Lowpass Prototype Coefficients

Overview

All filter implementations begin with normalized lowpass prototype coefficients gₖ. These dimensionless values represent a normalized lowpass filter with:

  • Source and load impedance = 1 Ω

  • Cutoff frequency = 1 rad/s

The prototype is then scaled and transformed to produce the desired filter response.

Coefficient Calculation

Butterworth

Maximally flat magnitude response.

Formula:

gₖ = 2 × sin(π(2k-1)/(2N))    for k = 1 to N
g₀ = 1 (source)
gₙ₊₁ = 1 (load)

Example (N=3):

g₁ = 2 × sin(π/6) = 1.0000
g₂ = 2 × sin(π/2) = 2.0000
g₃ = 2 × sin(5π/6) = 1.0000

Chebyshev

Equal-ripple in passband, steeper rolloff than Butterworth.

Formula:

β = ln(1 / tanh(Ripple_dB / 17.37))
γ = sinh(β / (2N))

aₖ = sin(π(2k-1)/(2N))
bₖ = γ² + sin²(kπ/N)

g₁ = 2a₁ / γ
gₖ = (4aₖ₋₁aₖ) / (bₖ₋₁gₖ₋₁)   for k = 2 to N

g₀ = 1 (source)
gₙ₊₁ = 1/tanh²(β/4)   if N is even
gₙ₊₁ = 1              if N is odd

Example (N=3, Ripple=0.1 dB):

g₁ ≈ 1.0316
g₂ ≈ 1.1474
g₃ ≈ 1.0316
g₄ = 1.0000

Bessel

Maximally flat group delay (linear phase). Coefficients are pre-calculated from Zverev tables.

Example (N=3):

g₁ = 0.3374
g₂ = 0.9705
g₃ = 2.2034

Gaussian

Gaussian-shaped impulse response. Coefficients are pre-calculated from Zverev tables.

Example (N=3):

g₁ = 0.2624
g₂ = 0.8167
g₃ = 2.2262

Legendre

Steepest monotonic rolloff (no passband ripple). Coefficients are pre-calculated from Zverev tables.

Example (N=3):

g₁ = 1.1737
g₂ = 1.3538
g₃ = 2.1801

Coefficient Tables (N = 2 to 10)

Pre-calculated coefficients for Bessel, Gaussian, and Legendre responses are stored in lookup tables for orders 2 through 10. For orders outside this range or for Butterworth/Chebyshev responses, coefficients are computed analytically.

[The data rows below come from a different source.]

PR #1328, opened 2020-09-15
693 to fana dm htn use total pop

nick-beyondessential:
https://github.com/beyondessential/tupaia-backlog/issues/693
**Tonga Fanafana Ola Community Health (DM and HTN Prevalence) Dashboard Edit** 

This edit is to use total population for denominator as not all facities collect DM & HTN data.

In This PR:
- Allow `percentagesPerPeriod` dataBuilder to accept for each series denominator a config for `organisationUnitCode` and/or `includeAllResults` (which defaults to false)
- `organisationUnitCode` allows a code to overwrite query organisationUnitCode
- `includeAllResults` when set to true for denominator passes `includeAllDenominatorValues` = `true` to the `getMatchedNumeratorsAndDenominators` util which signals that the denominator values should be summed across all results for period rather than those matched with denominator results.
- a migration setting report `TO_CH_DM_HTN_Prevalence` databuilder config denominators to us `TO` (Tonga) and to use `includeAllResults` set to `true`


rohan-bes (commented):
Might weight to hear back about the data before finishing this review. It always saddens me a little bit when databuilders get more and more complex config, but I'm not sure if creating a new databuilder would be the right way to go either...

I'm not exactly sure what the denominator should be here, the total population of tonga? Perhaps we could consider creating an indicator for this?

edmofro:
@nick-beyondessential @rohan-bes can we get this one moving again?

packages/database/src/migrations/20200915121622-UpdateToFanaDmHtmPrevUseTotalPop-modifies-data.js
```diff
@@ -0,0 +1,161 @@
...
+      defaultValues: {
+        POP14: 0,
+        POP16AND18: 0,
+        POP20AND22: 0,
+        POP24AND26: 0,
+        POP28AND30: 0,
+        POP3234AND36: 0,
+      },
+    },
+  },
```
rohan-bes, line 47: Woohoo! New indicators 😄

packages/database/src/migrations/20200915121622-UpdateToFanaDmHtmPrevUseTotalPop-modifies-data.js
```diff
@@ -0,0 +1,161 @@
...
+  }));
+
+  const newConfig = { ...oldConfig, series: newSeries };
+
+  return db.runSql(`
+    update "dashboardReport"
+    set "dataBuilderConfig" = '${JSON.stringify(newConfig)}'
+    where "id" = '${reportId}';
+  `);
+};
```
rohan-bes, line 134: There are a couple more dashboards that could use these indicators btw:
TO_RH_Descriptive_FP01_02
TO_CH_DM_HTN_Incidence

Think we could update those too?

*edit*
Infact, are those dashboards suffering from the same miscalculation that `TO_CH_DM_HTN_Prevalence` has been?

packages/web-config-server/src/apiV1/utils/getMatchedNumeratorsAndDenominators.js
```diff
@@ -23,11 +24,32 @@ export const getMatchedNumeratorsAndDenominators = (
...
+    const periodValues = {};
+    Object.keys(results).forEach(resultKey => {
+      const resultPeriod = results[resultKey].period;
+      if (!periodValues[resultPeriod]) {
+        periodValues[resultPeriod] = results[resultKey].value;
+      } else {
+        periodValues[resultPeriod] += results[resultKey].value;
+      }
+    });
+    return periodValues;
```
rohan-bes, line 37: I was really hoping we'd be able to avoid having this logic here, but I understand that it's a bit tricky.

I think ideally what we'd be doing here is:
1. Specify a different aggregation type for just the denominator that adds up the values within the country (`SUM_PER_PERIOD_PER_ORG_GROUP with { dataSourceEntityType: 'facility', aggregationEntityType: 'country' }`)
2. Pass in the `denominator.organisationUnitCode` into the `getMatchedNumeratorsAndDenominators()` and have it correctly match all numerators to that organisationUnitCode.

This way we can leave the `sumValuePerPeriod` logic to the aggregator.

However, I can see in this databuilder that the aggregation types are hardcoded unfortunately... It would be possible to make them overridable via config but that is a tad ugly. There are only 4 dashboards that use this databuilder, so it's feasible that we could change them to specify their aggregation type for numerator/denominator (which would allow us to just have 1 databuilder instead of two).

What are your thoughts on this? Happy to be pushed back on if you feel for practical reasons it's exceeding the scope of this bug fix

packages/database/src/migrations/20200915121622-UpdateToFanaDmHtmPrevUseTotalPop-modifies-data.js
nick-beyondessential: Yes I think that makes sense.

packages/web-config-server/src/apiV1/utils/getMatchedNumeratorsAndDenominators.js
nick-beyondessential: I think I have to try it out before i have a strong opinion. Seems reasonable option to reduce the databuilder. Thanks for the suggestion. If it works out to be too obtuse then I consider pushing back :)

edmofro:
@nick-beyondessential what is still needed to get this finished up? Has been sitting open for a while now!

edmofro:
@nick-beyondessential is there still work needed on this?

edmofro:
@nick-beyondessential this has gone very stale...is there a blocker on it?

nick-beyondessential:
@edmofro updating it now, will close this PR in favour of fresh branch

PShoe:
@nick-beyondessential  close this one when you have a sec, and maybe add a link to the new PR?

edmofro:
@nick-beyondessential could you please close this down if it's been replaced by a new PR?

PR #1331, opened 2020-09-16
Add SUM_UNTIL_THIS_DAY aggregation

kael89:
### Issue #:
Addresses https://github.com/beyondessential/tupaia-backlog/issues/261#issuecomment-692453832

### Changes:
* Add a new `SUM_UNTIL_THIS_DAY` aggregation type
* Use it to fix the bug


packages/database/src/migrations/migrationData/20200826215113-UseIndicatorsInStriveVisualisations.js
```diff
@@ -22,8 +22,8 @@ export const indicators = {
     config: {
       formula: 'MRDT_POS_CONSULT_WEEKLY / SSWT1072',
       aggregation: {
-        MRDT_POS_CONSULT_WEEKLY: 'SUM',
-        SSWT1072: ['FINAL_EACH_WEEK', 'SUM'],
+        MRDT_POS_CONSULT_WEEKLY: 'SUM_UNTIL_THIS_DAY',
+        SSWT1072: ['FINAL_EACH_WEEK', 'SUM_UNTIL_THIS_DAY'],
```
kael89, line 26: This migration has not run in `dev`, so it's simpler to update it and re-deploy the feature instance

packages/aggregator/src/analytics/aggregateAnalytics/aggregations/sumAcrossPeriods.js
```diff
@@ -3,27 +3,46 @@
...
     // If there are no matching response elements already being returned, add it
-    if (indexOfEquivalentResponseElement < 0) {
-      summedAnalytics.push(responseElement);
+    if (i < 0) {
+      summedAnalytics.push({ ...analytic });
     } else {
-      summedAnalytics[indexOfEquivalentResponseElement].value += responseElement.value;
+      summedAnalytics[i].value += analytic.value;
     }
   });
```
kael89, line 26: I just changed the names here... I could also refactor the logic to make it a bit more performant (using a `${dataElement}_${organisationUnit}` key). Given the scope of my changes + how critical this functionality is, I thought I should apply a "don't fix it if it's not broken" approach in this specific case

packages/aggregator/src/analytics/aggregateAnalytics/aggregations/sumAcrossPeriods.js
```diff
@@ -3,27 +3,46 @@
...
+        analytic.organisationUnit === otherAnalytic.organisationUnit,
     );
     // If there are no matching response elements already being returned, add it
-    if (indexOfEquivalentResponseElement < 0) {
-      summedAnalytics.push(responseElement);
+    if (i < 0) {
+      summedAnalytics.push({ ...analytic });
     } else {
-      summedAnalytics[indexOfEquivalentResponseElement].value += responseElement.value;
+      summedAnalytics[i].value += analytic.value;
```
kael89, line 24: It may not be so obvious by the existing code but we were actually mutating the input here! That's why I now `spread` the analytic in line 22.

This may not have come up as an issue before because more probably we don't reuse the mutated input. But it did came up as an issue during tests, where the same `analytics` input is passed in multiple test cases.

packages/aggregator/src/tests/analytics/aggregateAnalytics/aggregations/sumAcrossPeriods.test.js
```diff
@@ -0,0 +1,127 @@
...
+    ['BCD01', 'TO', '201801', 0.1],
+    ['BCD01', 'TO', '201901', 0.01],
+    // BCD01 - PG
+    ['BCD01', 'PG', '201601', 2],
+    ['BCD01', 'PG', '201801', 0.2],
+    ['BCD01', 'PG', '201901', 0.02],
+    // BCD02 - TO
+    ['BCD02', 'TO', '201801', 4],
+    ['BCD02', 'TO', '202001', 0.44],
+  ]);
```
kael89, line 32: This is a new analytics definition style (`arrayAnalytics`). It's not used in actual code but I find it very convenient for tests.

packages/aggregator/src/tests/analytics/aggregateAnalytics/aggregations/sumAcrossPeriods.test.js
```diff
@@ -0,0 +1,127 @@
...
+  it('single analytic', () => {
+    expect(sumAcrossPeriods([ANALYTICS[0]])).to.have.same.deep.members([ANALYTICS[0]]);
+  });
+
+  it('multiple analytics', () => {
+    expect(sumAcrossPeriods(ANALYTICS)).to.have.same.deep.members(
+      arrayToAnalytics([
+        ['BCD01', 'TO', '201601', 1.11],
+        ['BCD01', 'PG', '201601', 2.22],
+        ['BCD02', 'TO', '201801', 4.44],
```
kael89, line 59: The tests revealed a flaw in the current functionality!! We should use the max period among the summed analytics. It should be:

```suggestion
        ['BCD01', 'TO', '201901', 1.11],
        ['BCD01', 'PG', '201901', 2.22],
        ['BCD02', 'TO', '202001', 4.44],
```

I decided to keep this PR regression-free and not fix this now

packages/aggregator/src/aggregationTypes.js
```diff
@@ -8,6 +8,7 @@ export const AGGREGATION_TYPES = {
   MOST_RECENT: 'MOST_RECENT',
   MOST_RECENT_PER_ORG_GROUP: 'MOST_RECENT_PER_ORG_GROUP',
   SUM: 'SUM',
+  SUM_UNTIL_THIS_DAY: 'SUM_UNTIL_THIS_DAY',
```
Alastair-L, line 11: Maybe `SUM_UNTIL_CURRENT_DAY`? "This" makes me think that we can specify which day, whereas it's always the current day.

packages/database/src/migrations/migrationData/20200826215113-UseIndicatorsInStriveVisualisations.js
Alastair-L: Makes sense.

packages/aggregator/src/tests/analytics/aggregateAnalytics/aggregations/sumAcrossPeriods.test.js
Alastair-L: Good catch unit tests!

packages/aggregator/src/tests/analytics/aggregateAnalytics/aggregations/sumAcrossPeriods.test.js
Alastair-L: I've seen you use it before in the indicator package I think. Very clean!

packages/aggregator/src/analytics/aggregateAnalytics/aggregations/sumAcrossPeriods.js
Alastair-L: Good catch unit tests!

packages/aggregator/src/aggregationTypes.js
Alastair-L: Also, I don't believe that the `UNTIL` represents what is going on at the moment. If there is data AFTER today's date, that data will still be included in the sum, so perhaps a rename here as well?

Alastair-L (commented):
I was initially very confused when I saw `SUM_UNTIL_THIS_DAY`, as the operation this performs is identical to `SUM` except for changing the period at the end. Perhaps, in the spirit of modularity, we could instead add a `CHANGE_PERIODS_TO_CURRENT_DAY` and combine that with `SUM`. That same aggregation type could be used with `SUM_MOST_RECENT_PER_FACILITY` and many other aggregations. 

Additionally, I think it would be easier to read the config
```javascript
    config: {
      formula: 'MRDT_POS_CONSULT_WEEKLY / SSWT1072',
      aggregation: {
        MRDT_POS_CONSULT_WEEKLY: ['SUM', 'CHANGE_PERIODS_TO_CURRENT_DAY'],
        SSWT1072: ['FINAL_EACH_WEEK', 'SUM', 'CHANGE_PERIODS_TO_CURRENT_DAY'],
}
```

The disadvantage of course is an extra key, and redoing the work that you have already done.

Overall sorry to be nitpicky but if you disagree with the above suggestion I would like to see a rename of `SUM_UNTIL_THIS_DAY`. What do you think?

kael89:
That was a good review @Alastair-L ! My thoughts:

1. I definitely agree that `SUM_UNTIL_CURRENT_DAY` is better than `SUM_UNTIL_THIS_DAY`! Happy to change that
2. I also thought that we could use something like `CHANGE_PERIODS_TO_CURRENT_DAY`. But I felt it would be a bit hacky: aggregation should reflect a calculation which makes sense, and not an arbitrary data manipulation. What we want to do in this case is _indeed_ sum until the current date.
3. My point 2 is in contradiction to something you very cleverly spotted: this isn't totally accurate since we allow future dates to sneak in! But on the other hand, I thought that this should be dealt with on a more general level, in other words we should generally exclude "future" data from our visualizations by default. So that shouldn't be this specific aggregator's concern

Based on all the above, I suggest
a. Rename the aggregator to `SUM_UNTIL_CURRENT_DAY`
b. Create card for addressing the "future data" issue in a generic way

What do you think?

kael89:
> That same aggregation type could be used with `SUM_MOST_RECENT_PER_FACILITY` and many other aggregations.

This is also a good point. It comes down to the generic "add specific aggregation types" or "use aggregation config" dilemma. In other words, in our data visualization/indicator config, do we prefer using:

**Option 1**
```js
const aggregations = [{ type: 'SUM', groupBy: 'facility', useCurrent: true, periodType: 'DAY' }];
```

or 

**Option 2**
```js
// too long name! not very extensible
const aggregation = ['SUM_MOST_RECENT_PER_FACILITY_UNTIL_CURRENT_DAY'];
```

or

**Option 3**
```js
// perhaps a good compromise?
const aggregation = ['SUM_MOST_RECENT_PER_FACILITY', 'SUM_UNTIL_CURRENT_DAY'];
```

I advocate for Option 3, because it extends on the current practice. It is juust a bit suboptimal on a performance level, but I guess we're talking about microseconds. Option 1 is very extensible, but inconsistent with how we generally define aggregations at the moment: perhaps we should revisit this when data builders are refactored. I certainly think that Option 2 is not sustainable.

The good thing is that under the hood, all approaches use the same code. As we have discussed in the past, this is just a matter of how we expose the functionality to clients.

Alastair-L (approved):
I would be happy enough with that! Preapproving pending the name change.

### a)
I agree with this statement wholeheartedly
> Aggregation should reflect a calculation which makes sense, and not an arbitrary data manipulation.

I am approving as it is fine as is, but I have one final suggestion which makes much more intuitive sense but will be possibly harder to implement. There are certain operations (like summing) that destroy the period associated with the data (because the data is now an aggregate of many periods). It is arbitrary to prefer one period over another after such an operation. Although this would introduce a lot of regression, what do you think about returning a `{ period: null }` from such operations instead of an arbitrary period from the input.

The indicator package could accept that null period as an 'any' period.


### b) 
I don't know about addressing future data generically. It could be perfectly valid for future data to be part of our visualizations (e.g. stock: how much stock **will be** at a particular facility on a day based on usage and deliveries planned). However, I do understand that it isn't currently a requirement so doesn't need to be supported by this card.

Alastair-L:
I didn't see your comment before I posted mine, I totally agree, and didn't think about the fact that it could be used like that! Much happier now.

kael89:
**a)** See https://github.com/beyondessential/tupaia-backlog/issues/255#issuecomment-692519178 -> Suggested Solution 1 (which was rejected) - I believe that it's perfectly valid to use the **max + more granular** period across aggregated data as the final period. It reflects reality, if you think about it (at least when summing past data!)

**b)** Good point, but I still think that using future data would already be wrong for the vast majority of our existing data visualizations. This is why I feel we shouldn't make this `sum`'s problem, but somehow deal with it in a generic aggregation level. I would expect future data to be excluded by default: if you want them in, you have to use a config explicitly/a specific aggregation type.

Alastair-L:
Sounds good 🎉.

edmofro:
Just to chime in on a couple of things:
- I really like the name change, nice suggestion @Alastair-L!
- I agree with @Alastair-L that the aggregation should ensure that no data beyond the current date is summed.
  - _Use case for future data_ We actually have a current use case for future data: rainfall, for which there is both historical observation data and future forecast data. If I did a `SUM_UNTIL_CURRENT_DAY` on rainfall, I would expect just the total rainfall up until now, and not the forecast data as well. I actually agree that this should still be the responsibility of something higher up to request analytics for the correct dates, but still, it is worth thinking about
  - _Expectations of the unit_ More compelling for me is looking at it without any concrete use case at all: IMO the aggregator should operate as a predictable utility, and I would predict `SUM_UNTIL_CURRENT_DAY` to cut off at the current date.
- Where I disagree with @Alastair-L  and am glad with the conclusion you reached instead is that the period is "destroyed" through summing, and that choosing any period is arbitrary. I think the period reached through summing is the final period in the range used during data fetch (or the max period in the data, if we don't know which date range the data was fetched for). I am glad we aren't using `CHANGE_PERIODS_TO_CURRENT_DAY` ;-)
- I agree with the current compromise between bundling all config into a long aggregation type, and having overly complex configs - though as @kael89 says, this may be reviewed during the data builder refactor

kael89:
Card created: [1290: Handle future data in aggregation](https://github.com/beyondessential/tupaia-backlog/issues/1290)

Let me re-iterate that: I definitely agree that `SUM_UNTIL_CURRENT_DAY` should exclude future data - I just believe this is a generic issue we may have, that this aggregation type makes more obvious because of its name. As such, I believe we should possibly tackle it at a general level, which exceeds the scope of this PR.

Let's consider that the current `SUM` aggregation has been returning inconsistent/wrong periods in the results since possibly ever (see my comments in the unit tests)

edmofro:
Good point on the inconsistent period in `SUM`! I believe that's a separate issue to whether future periods should be included though. All aggregation types except the two `MOST_RECENT` ones seem fine to return future data if it exists IMO, and those two could be renamed to `LATEST` and then they'd also be fine to do that. From my perspective, the future data issue is contained to this one new aggregation type

kael89:
It is a separate issue, I just wanted to point out that perhaps this concern is not worth the time investment right now 😉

Transformation to Physical Filters

The normalized prototype gₖ values are transformed based on the desired filter type:

Filter Type

Transformation

Lowpass

Scale by fc and Z₀

Highpass

Swap L↔C, invert gₖ, scale by fc and Z₀

Bandpass

Replace each element with resonator, scale by fc, BW, Z₀

Bandstop

Replace with dual resonator, scale by fc, BW, Z₀

See individual filter documentation for specific transformation equations.

Zverev Tables vs. Computed Coefficients

The tool supports two coefficient sources:

Standard (Computed)

  • Butterworth and Chebyshev computed from formulas

  • Bessel, Gaussian, Legendre from pre-calculated tables

  • Load impedance: g₀ = gₙ₊₁ = 1 Ω

Zverev Tables

  • All responses use pre-calculated values

  • Load impedance: May differ from source (gₙ₊₁ ≠ 1)

  • Historically used for hand calculations

The “Use Zverev Tables” option affects load impedance handling in the final design.

Ripple Correction (Chebyshev Only)

For Chebyshev filters, the cutoff frequency can be adjusted so that fc corresponds to the -3 dB point rather than the ripple edge:

Lowpass/Highpass correction:

ε = √(10^(Ripple_dB/10) - 1)
fc_corrected = fc × cosh(acosh(1/ε) / N)

This is automatically applied when “Use Zverev Tables” is disabled.

References

[1] Matthaei, G. L., Young, L., & Jones, E. M. T. (1964). Microwave Filters, Impedance-Matching Networks, and Coupling Structures. Artech House.

[2] Zverev, A. I. (1967). Handbook of Filter Synthesis. Wiley.